=== Begin Enclosure ===

PR #1151, opened 2026-01-02
fix: Split kwargs passed to gitlab client and graphql client

thomascizeron:
Linked to #1140 

Problem: Turns out python-gitlab dont pass kwargs to the graphql client, some kwargs would crash the init of the client.

Solution: Added explicit parameter whitelists in GitlabWrapper to pass parameters to the gitlab client or the graphql client

I have tested setting max_retries against a personnal gitlab instance and it worked. Dont know if an acceptance test would be useful here, let me know

### DIFF
--- a/.github/workflows/_prs.yml
+++ b/.github/workflows/_prs.yml
@@ -20,7 +20,7 @@ jobs:
 
     steps:
       - name: Checkout repository
-        uses: actions/checkout@v5
+        uses: actions/checkout@v6
         with:
           ref: ${{ github.event.pull_request.head.sha }}
       # Initializes the CodeQL tools for scanning.
@@ -67,7 +67,7 @@ jobs:
       fail-fast : false
     steps:
       - name: Checkout code from the PR
-        uses: actions/checkout@v5
+        uses: actions/checkout@v6
         with:
           ref: ${{ github.event.pull_request.head.sha }}
           fetch-depth: 2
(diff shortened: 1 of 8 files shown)


gitlabform/gitlab/__init__.py
```diff
@@ -67,10 +67,48 @@ class GitLab(
...
+    GRAPHQL_PARAMS = {
+        "ssl_verify",
+        "client",
+        "timeout",
+        "user_agent",
+        "fetch_schema_from_transport",
+        "max_retries",
+        "obey_rate_limit",
+        "retry_transient_errors",
+    }
```
amimas: Is it possible to fix it in a way that gitlabform does not need to maintain a list of attributes for python-gitlab? I'm not experienced enough. From a very quick/short research, could we possibly use python's `inspect` module? It provides a `signature` method that can possibly let us detect the method signature for graphql  client.

- https://realpython.com/ref/stdlib/inspect/
- https://docs.python.org/3/library/inspect.html#inspect.signature

amimas (commented):
Thank you so much for looking into this. I only have one concern about maintaining a hard coded list of attributes for an external library. This is probably okay as a last resort. Would you be able to explore other alternatives?

I'm not experienced enough to suggest required code changes but left a comment below with a suggestion. Please take a look and let me know your thoughts or if you could try it out.

gitlabform/gitlab/__init__.py
thomascizeron: It's a great idea ! didn't thought of it, I've added it

amimas: Thanks for exploring the suggestion. Glad you've made it dynamic.

amimas (approved):
Looks good. Thank you again for the quick fix. I'll merge it now and will look into releasing this soon along with the original feature you've contributed.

=== End Enclosure ===

Description of the task :: Using the word "could" as the filter, copy each matching line from the material.

Result of the task ::
amimas: Is it possible to fix it in a way that gitlabform does not need to maintain a list of attributes for python-gitlab? I'm not experienced enough. From a very quick/short research, could we possibly use python's `inspect` module? It provides a `signature` method that can possibly let us detect the method signature for graphql  client.
I'm not experienced enough to suggest required code changes but left a comment below with a suggestion. Please take a look and let me know your thoughts or if you could try it out.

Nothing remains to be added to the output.